JUSTICE BARRETT: I want to pick up on that question about why –Justice Kavanaugh said why are you afraid of a hearing or what would there be that would be wrong with process. I mean, you spent a lot of time litigating the case. You know, it’s gone up from the district court to the court of appeals, and now we’re here. And if there isn’t anything to fear from a hearing and if you have the evidence, why couldn’t those resources have been put into a hearing? I understand you think that you don’t have to provide one either because of the statute or because of the Due Process Clause. And that’s fine. But, in thinking about irreparable harm to the government, if one way to –one step you could take to reduce your irreparable harm, to show that there really was cause is just to have a hearing, why not?

GENERAL SAUER: I don’t think it’s a question of resource allocation. It’s our position that adequate process was already provided. So, if it’s a question if the district court’s order has to go further and then go further and go further again, all without any legal or constitutional authority in our view, we think that imposes irreparable injury on the executive branch.

JUSTICE BARRETT: Well, they told you to go farther but not that much farther. I mean, okay, so there was the Truth Social posts and then, you know, burden on her to come back in five days. I understand that’s your position. But, you know, Justice Gorsuch posited sit down across the table in the Roosevelt Room, where the president provides Ms. Cook, Governor Cook, with the evidence and waits to hear what her response is, gives her a chance to defend herself. I mean, that just wouldn’t be that big a deal, it seems, if that’s enough.

GENERAL SAUER: Again, it’s an intrusion on the executive branch to dictate what procedures it ought to provide –

JUSTICE BARRETT: So it’s the standing on principle –

GENERAL SAUER: –certainly to the president. And our position is he has provided process. He’s provided adequate process. And if the district court said, well, that wasn’t quite good enough, try again, and then we try again, and the district court says, no, that wasn’t quite good enough, try again, we have gone –left Vermont Yankee way in –in the rearview mirror.

Standing on principle? Really? The executive branch defends its own powers not as a matter of principle, but to preserve its role in the separation of powers. How often do courts impose unreasonable injunctions to the President on the basis of some abstract legal principle? Here again, the presumption of regularity plays a role. Courts should presume that the President fired Cook for the reasons stated and not impose unnecessary hearings for the sake of some principle.

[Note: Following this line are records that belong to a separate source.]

Issue #634, opened 2026-08-21
[Bug]: Model incorrectly extracts based on smudges/artifacts in pdf.


sindhu-achuthan:
### Describe the bug

Describe the bug:

When extracting boolean signature fields from Form XXX (emailed) the model incorrectly returns `true` for signature presence  with high confidence when only smudges, stray marks, or scanning artifacts are present in the signature area. A signature should be a handwritten name or initials - small marks and artifacts should not qualify.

Does anyone think a hearing would make even the slightest difference? Chief Justice Roberts, the former executive branch lawyer, stated the obvious. Cook would simply say her error was not intentional, and then Trump would fire her.

CHIEF JUSTICE ROBERTS: I’m not sure I understand exactly what you want a hearing for. If your argument is inadvertence, it doesn’t seem to me that there’s much you can say factually other than that. You can’t say, well, this is why we did it and this is okay and all that. It’s just an inadvertent mistake. Now there obviously are a lot of legal questions to be addressed, but, again, those are questions for the court, a court, and not the basis for a factual hearing. You don’t have anything –you have one sentence to say: It was inadvertent mistake.

Roberts is right. What’s the point of such a hearing? Seems like a waste of time.

I know the conventional wisdom is that Trump loses this case, but I have been mulling it over during the past thirty-six hours. I’m not so sure.

Keep in mind, this case is only before the Court on an emergency posture. If the Court orders a hearing, and Cook is given one, the case will come right back up. I’m not sure the Court wants to go through all of this again in a year. Plus the merits issue is very difficult, especially with regard to mandamusing the President.

I am usually wrong about these things, but I think the consensus may not be quite right.